Busy day in the Globe, 3/5/06. A while back I scribbled something here about cultural Catholicism. I'm eloquently answered by Joan Vennochi's column. It truly is time to pack up the sentimental memories and hack away any emotional ties one ever had to this institution. It doesn't care. Walk away, shed a tear, and find another centre for your life. In the long run, the betrayal of people of compassion by the catholic institution may be the best thing that has ever happened.

The paper even has something from Alan Dershowitz that I can quote (Q&A column), and that has some relevance to this rant:

"You need not to have religion to have morality. Morality based on religion is often no morality at all. If you do it because of heaven or hell, or because an instruction book told you to, it's not morality. It's morality when you have decided yourself, without benefits or threats, that this is the right thing to do."

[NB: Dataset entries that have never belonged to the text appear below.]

PR #2002, opened 2015-01-30
Use correct SQL text for logging long-running fragments

wolffcm:
Also, add more testing and clean up the fragment progress update test.

I put an explanation of what happened with this bug in the ticket:
https://issues.voltdb.com/browse/ENG-7610

### DIFF
--- a/src/frontend/org/voltdb/jni/ExecutionEngine.java
+++ b/src/frontend/org/voltdb/jni/ExecutionEngine.java
@@ -334,7 +334,7 @@ public abstract class ExecutionEngine implements FastDeserializer.Deserializatio
         TIME_OUT_MILLIS = newLatency;
     }
 
-    public long fragmentProgressUpdate(int batchIndex,
+    public long fragmentProgressUpdate(int indexFromFragmentTask,
             String planNodeName,
             String lastAccessedTable,
             long lastAccessedTableSize,
@@ -355,7 +355,7 @@ public abstract class ExecutionEngine implements FastDeserializer.Deserializatio
         long latency = currentTime - m_startTime;
 
         if (m_readOnly && TIME_OUT_MILLIS > 0 && latency > TIME_OUT_MILLIS) {
-            String msg = getLongRunningQueriesMessage(latency, planNodeName, true);
+            String msg = getLongRunningQueriesMessage(indexFromFragmentTask, latency, planNodeName, true);
             log.info(msg);
 
             // timing out the long running queries
@@ -380,7 +380,7 @@ public abstract class ExecutionEngine implements FastDeserializer.Deserializatio
             // future callbacks per log entry, ideally so that one callback arrives just in time to log.
             return LONG_OP_THRESHOLD;
         }
-        String msg = getLongRunningQueriesMessage(latency, planNodeName, false);
+        String msg = getLongRunningQueriesMessage(indexFromFragmentTask, latency, planNodeName, false);
         log.info(msg);
 
         m_logDuration = (m_logDuration < 30000) ? (2 * m_logDuration) : 30000;
@@ -391,7 +391,8 @@ public abstract class ExecutionEngine implements FastDeserializer.Deserializatio
         return LONG_OP_THRESHOLD;
     }
 
-    private String getLongRunningQueriesMessage(long latency, String planNodeName, boolean timeout) {
+    private String getLongRunningQueriesMessage(int indexFromFragmentTask,
+            long latency, String planNodeName, boolean timeout) {
         String status = timeout ? "timed out at" : "taking a long time to execute -- at least";
         String msg = String.format(
                 "Procedure %s is %s " +
@@ -413,21 +414,21 @@ public abstract class ExecutionEngine implements FastDeserializer.Deserializatio
                         m_peakMemoryInBytes);
 
         if (m_sqlTexts != null
-                && m_currentBatchIndex >= 0
-                && m_currentBatchIndex < m_sqlTexts.length) {
-            msg += "  Executing SQL statement is \"" + m_sqlTexts[m_currentBatchIndex] + "\".";
+                && indexFromFragmentTask >= 0
+                && indexFromFragmentTask < m_sqlTexts.length) {
+            msg += "  Executing SQL statement is \"" + m_sqlTexts[indexFromFragmentTask] + "\".";
         }
         else if (m_sqlTexts == null) {
             // Can this happen?
             msg += "  SQL statement text is not available.";
         }
         else {
-            // For some reason, the current index in the batch isn't a valid
+            // For some reason, the current index in the fragment task message isn't a valid
             // index into the m_sqlTexts array.  We don't expect this to happen,
             // but let's dump something useful if it does.  (See ENG-7610)
             StringBuffer sb = new StringBuffer();
-            sb.append("  Unable to report specific SQL statement text for batch index "
-                    + m_currentBatchIndex + ".  ");
+            sb.append("  Unable to report specific SQL statement text for "
+                    + "fragment task message index " + indexFromFragmentTask + ".  ");
             sb.append("It MAY be one of these " + m_sqlTexts.length + " items: ");
             for (int i = 0; i < m_sqlTexts.length; ++i) {
                 if (m_sqlTexts[i] != null) {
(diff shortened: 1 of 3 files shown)


src/frontend/org/voltdb/jni/ExecutionEngine.java
```diff
@@ -391,7 +391,8 @@ public long fragmentProgressUpdate(int batchIndex,
         return LONG_OP_THRESHOLD;
     }
 
-    private String getLongRunningQueriesMessage(long latency, String planNodeName, boolean timeout) {
+    private String getLongRunningQueriesMessage(int indexFromFragmentTask,
+            long latency, String planNodeName, boolean timeout) {
         String status = timeout ? "timed out at" : "taking a long time to execute -- at least";
         String msg = String.format(
```
jxchinaren: I can not comment on line: 411.

Do you still need to use "m_currentBatchIndex" instead of the new "indexFromFragmentTask"?

jxchinaren: Another question, can we just get rid of the "m_currentBatchIndex" member variable according to your change?

tests/frontend/org/voltdb/benchmark/tpcc/procedures/FragmentUpdateTestProcedure.java
```diff
@@ -71,6 +71,9 @@
     // Not meaningful, but should take long.
     public final SQLStmt item_big_del = new SQLStmt("DELETE FROM ITEM WHERE I_NAME <> 'NULL_NULL';");
 
+    // Just a quick query
+    public final SQLStmt quick_query = new SQLStmt("SELECT W_ID FROM WAREHOUSE LIMIT 0");
```
jxchinaren: "LIMIT 0" is tricky here depending on how smart the planner it is.  
"LIMIT 1" should be more reliable for testing or both if you want.

paulmartel:
Oops - I got turned around and commented directly on the commit vs. on the pull request. Sorry for any confusion.

tests/frontend/org/voltdb/benchmark/tpcc/procedures/FragmentUpdateTestProcedure.java
paulmartel: Agreeing with Xin. Limit 1 is more conservative.
IIRC, one of my first ever hsql patches was to convince hsql that LIMIT 0 was acceptable. More recently, this is one of the patches that has not fared well in the early going of my hsql upgrade, so there is some risk of near-term regression if I flubbed the merge. I would rather catch that regression in its own dedicated LIMIT test case -- I HOPE I wrote one -- rather than (also) trip over it in this tangential test case.

tests/frontend/org/voltdb/jni/TestFragmentProgressUpdate.java
```diff
@@ -418,9 +522,6 @@ public void testTimingoutQueries() throws Exception {
     }
 
     private ExecutionEngine m_ee;
-    private static final int CLUSTER_ID = 2;
-    private static final long NODE_ID = 1;
-    private int m_tableSize;
```
paulmartel: Nice cleanup of "variable scope creep".

tests/frontend/org/voltdb/jni/TestFragmentProgressUpdate.java
```diff
@@ -338,25 +422,25 @@ private void verifyLongRunningQueries(
...
                 break;
             case NO_STATEMENT:
                 sqlTexts = null;
                 break;
             default:
                 assert (sqlTextExpectation == SqlTextExpectation.STATEMENT_LIST);
-                sqlTexts = new String[] {};
+                // Leave off the last item, which is the one that needs to be
+                // reported.
+                sqlTexts = Arrays.copyOfRange(sqlTexts, 0, numFragsToExecute - 1);
```
paulmartel: This was "already broken", but I find this idiom

    default:
        assert(switchvariable == EnumName.LAST_REMAINING_CASE);
        // implementLastRemainingCase ...

not nearly as readable as 

    case LAST_REMAINING_CASE:
        // implementLastRemainingCase ...
    default:
        assert(false); // or fail("unexpected invalid value specified for switchvariable");

src/frontend/org/voltdb/jni/ExecutionEngine.java
wolffcm: We still put the "batch index" into the long-running log message---it refers to how many calls to voltExecuteSQL have preceded the one that's taking a long time.  

I filed ENG-7631 on the "batch index", since it will always be 0 for the MP/RO case.  In the ticket I also suggest removing it altogether, since it doesn't seem useful to the user.  What do you think, is it useful?

tests/frontend/org/voltdb/benchmark/tpcc/procedures/FragmentUpdateTestProcedure.java
wolffcm: Ok, I'll change it to 1.

tests/frontend/org/voltdb/jni/TestFragmentProgressUpdate.java
wolffcm: I agree that it's not as readable.  I got into the habit of using the less-readable idiom because it ensures that code coverage tools will show every branch as being hit.  In the readable way we would never hit the default case.  If high code coverage numbers are a goal, or might be in the future, it's something to consider.

Then again, this is test code, so coverage is less important here.

paulmartel: Interesting point. So maybe for actual product code this slightly awkward hybrid covers both concerns?

    case LAST_REMAINING_CASE:
    default: // avoid "code coverage" gap by handling unexpected "default" case in a mainline code path.
        assert(switchvariable == EnumName.LAST_REMAINING_CASE); // fail the "default:" case.
        // implementLastRemainingCase ...

wolffcm: I don't think the code coverage tool that I used before (Bullseye) would have shown 100% coverage for that.  It would instrument the C++ code and insert calls to increment counters, and I think every case label would be counted separately.

I guess it really depends on the tool, and I don't know much about Emma.  It seems reasonable that failure to hit `default: assert(false);` shouldn't really be considered a gap in testing---hopefully a tool can be taught that.

tests/frontend/org/voltdb/jni/TestFragmentProgressUpdate.java
```diff
@@ -278,7 +281,31 @@ public void testProgressUpdateLogSqlStmtList() throws Exception {
...
+
+        verifyLongRunningQueries(50, 0, "item_crazy_join", 5, false, SqlTextExpectation.NO_STATEMENT);
+    }
+
+    @SuppressWarnings("deprecation")
+    public void testProgressUpdateLogSqlStmtListRW() throws Exception {
+        // Set the log duration to be very short, to ensure that a message will be logged.
+        m_ee.setInitialLogDurationForTest(1);
+
+        verifyLongRunningQueries(50, 0, "item_crazy_join", 5, false, SqlTextExpectation.STATEMENT_LIST);
```
paulmartel: I am trying to follow the logic here. Correct me if I am wrong.

We had a "can not build a message if the fragment index is out of range" bug which was triggered by a "used the wrong fragment index" bug. We fixed the first bug by adding code. We fixed the second bug, thus making it next to impossible to verify the code we added to fix the first bug -- since it now MAY never be triggered again under normal usage. So, we have built this test with a purposely corrupted input to ensure that the first bug fix will be able to stand up to something like a regression in the second bug fix.

If I am correct, a comment would have helped much in helping me piece this together. I was beating my head over why this test was purposely truncating a perfectly good generated EE input -- was this simulating something that is really expected to happen in normal production usage? Answer: not really -- it's just stressing the long query message generator to slightly beyond its expected operational parameters. That's a fine thing to do, as long as you declare that it's what you're doing.

wolffcm:
I pushed another commit based on review feedback; will merge once Jenkins passes.

tests/frontend/org/voltdb/jni/TestFragmentProgressUpdate.java
wolffcm: Just realized I never replied to your comment---yes, you have it right.  I added a comment that helps to clarify this.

Gaga could get behind that.




2 Comments:

Blogger massmarrier said...

What about the belly of the beast? Grawing from the inside seems by far the most heroic posture, at least for those who believe in the RC liturgy and sacraments, if not the infallible politicians up top.

3:59 pm  
Blogger Uncle said...

Belief leaves me out of the loop at this point. If it didn't, I'm trying to lose a few pounds, and I think that's more than I could chew. Then again, all that bile might leave me no appetite for anything more entertaining.